Drug-associated pancreatitis is an underreported entity with an incidence of 0.1 to 2%⁵. Drugs that have been associated with causing pancreatitis that have been reported in the literature include antihypertensive agents, proton pump inhibitors, anticonvulsants, and chemotherapeutic agents⁵.

Lesions in the pancreatic tissue is caused by aggressor factors (drugs, infection, or metabolic disorder) and by the secondary activation of digestive zymogens within acinar cells, which trigger a subsequent inflammatory response³. The mechanisms by which these complications develop are not fully understood, but intestinal endotoxins and inflammatory mediators play an important role¹.

The diagnosis of drug-associated pancreatitis is by exclusion, so it is recommended to use the “Naranjo Scale of drug adverse reaction probability” in order to calculate the probability of adverse drug effect (Table 1). In 1981 Naranjo et al. validated this scale for cases of adverse drug reactions. In our case, the total score of our patient was 5 (answered affirmatively in questions 1, 2, 3 and 10), classified as probable in relation to furosemide⁶.

Drugs such as furosemide have been described that could damage pancreatic perfusion by decreasing intravascular volume, affecting blood flow, producing ischemia and the subsequent development of acute pancreatitis. It may also stimulate the exocrine pancreas producing a hypersensitivity reaction^1,6,7.

In our patient, Valsartan was suspected of having contributed to the presentation. However, due to the prolonged exposure time, it was dismissed as a possible aetiology.

In the literature, risk factors associated with drug pancreatitis have been described, of which our patient presented advanced age and vascular risk factors. As a result of these factors an increase in pancreatic toxicity may have occurred, due to atherosclerosis of mesenteric vessels, resulting in furosemide making the perfusion worse by diuresis and intravascular volume depletion⁸. However, the exact mechanism is not yet known. However, some hypotheses include that furosemide could stimulate exocrine secretion of the pancreas, or mechanisms of hypersensitivity or immune response against a drug-protein. As evidenced in multiple reports, there are many confounding factors, but they only increase pancreatic susceptibility. In our case, the precipitating event is the administration of furosemide.

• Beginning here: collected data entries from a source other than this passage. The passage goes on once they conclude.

PR #117, opened 2016-07-03
Option for showing popup only when key is pressed and configurable delay to open popup.

versusvoid:
Long awaited feature and annoyment reduction.

### DIFF
--- a/manifest.json
+++ b/manifest.json
@@ -2,7 +2,7 @@
 	"manifest_version": 2,
 	
 	"name": "rikaikun",
-	"version": "0.8.91",
+	"version": "0.8.92",
 	
 	"description": "A port of rikaichan for chrome. Translate Japanese by hovering over words.",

The present patient did not present capsule perforation or post-surgery bleeding. Berber-Deseusaa et al. present the case of a patient who presents capsule perforation during the intraoperative period¹. In our case, pancreatitis was mild, presenting improvement on the eighth post-surgery day after dialysis. However, the case reported by Berber-Deseusaa et al. presented severe necrotizing pancreatitis, leading to the death of the patient¹.

Acute pancreatitis is an infrequent complication reported after TURP^1,9–11; it can delay diagnosis if it is not considered as a possibility¹. In our patient, the surgery was without complication, unlike previous cases presented in the literature where capsule perforation was observed¹. The present surgical time was 55 minutes.

On the other hand, the evolution of our patient was favourable in contrast to what was presented by Berber et al., where the two patients presented unfavourable evolution with acute renal failure, ventilatory-circulatory deterioration, and death¹.

Conclusions

The clinical features of pancreatitis following TURP surgery has been reported previously in the literature but infrequently. This condition should be suspected when dealing with pain in the epigastrium post TURP. If this complication is suspected, imaging tests and pancreatic enzyme levels should be immediately requested, as it can have an unfavourable evolution until death.

Data availability

All data underlying the results are available as part of the article and no additional source data are required.

Consent

Written informed consent for publication of their clinical details and clinical images was obtained from the patient.